However, it said that “prohibitively” high construction costs, rising wage costs and more stringent regulations were likely to squeeze investment in the sector.

“Although there are several schemes in the planning process, the cost versus income equation is prohibitive and as a result, there is limited construction underway and very little in terms of new stock coming on stream,” it said.

If the State’s nursing home support scheme, Fair Deal, was increased, this could stimulate supply “but otherwise it will remain extremely difficult to rationalise development of new nursing home facilities in many parts of the country,” CBRE warned.

New homes

This year will see only a small number of new nursing homes opening for business, it said. These include a new 147-bed Care Choice facility in Swords in north Dublin and a new 120-bed Trinity Care nursing home in Dublin 7. "Outside of Dublin, there is little new stock coming to the market other than extensions to existing facilities," the report noted.

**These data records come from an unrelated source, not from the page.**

PR #3353, opened 2019-07-10
Remove version pin on proj4.

pp-mo:
***DO NOT MERGE*** (yet)

Check to see if tests still fail when removing this constraint

### DIFF
--- a/.travis.yml
+++ b/.travis.yml
@@ -68,11 +68,15 @@ install:
     echo 'Install Iris dependencies';
     CONDA_REQS_FLAGS="";
     CONDA_REQS_GROUPS="test";
+    CONDA_INSTALL_EXTRAS="";
     if [[ "${PYTHON_VERSION}" == 2* ]]; then
         CONDA_REQS_FLAGS="${CONDA_REQS_FLAGS} --py2";
     fi;
     if [[ "${TEST_MINIMAL}" != true ]]; then
         CONDA_REQS_GROUPS="${CONDA_REQS_GROUPS} all";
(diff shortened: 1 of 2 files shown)


pp-mo:
> if tests still fail when removing this constraint
No they don't !!

So I think this is obsolete :  can someone please check + ideally merge ?

This is stopping (making skip) all the tests of the iris-grib interface.
That requires additional work, but I think this is  crucial.  Fixing those will unblock #2608

bjlittle:
@pp-mo We're using `pip` and at the moment `eccodes-python` is only available on PyPI - this is the only version that works in Python3 at the moment. Offline we can help the ECMWF package with conda.

pp-mo:
> We're using pip and at the moment eccodes-python is only available on PyPI

Ok, I was hoping to simplify here, but that explains it.
I can probably modify this, copying the iris-grib testing approach, to get Python3 testing working also.

In the meantime, I see we now have a bunch of things that look like they aren't compatible between gribapi and eccodes -- but presumably not tested in grib-api itself.
Some of this testing probably still wants to be migrated out of  iris : We still have a heap of tech debt in iris-grib!!

bjlittle:
@pp-mo So what are you intentions for this particular PR? 

Seems like you are pulling on quite a few strings that reach across into `iris-grib`, `eccodes`,`python-eccodes` and (confusingly) `eccodes-python`.

pp-mo:
Let's kill this off
and replace with a PR that just unpins proj4 like it says on the box :wink:  
and create a separate issue to address getting iris-grib interface testing back up.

Overall, CBRE's report highlighted a pick-up in investment activity in the Irish healthcare sector in 2019, which it said mirrored the trend elsewhere in Europe, "whereby investors and funds are increasingly looking for opportunities in alternative sectors such as healthcare to take advantage of the structural demographic shift that is clearly in evidence in counties such as Ireland".

“Several overseas funds started to make their presence felt in the Irish healthcare sector last year, acquiring both individual properties and platforms using a myriad of different structures in order to access opportunities,” it said.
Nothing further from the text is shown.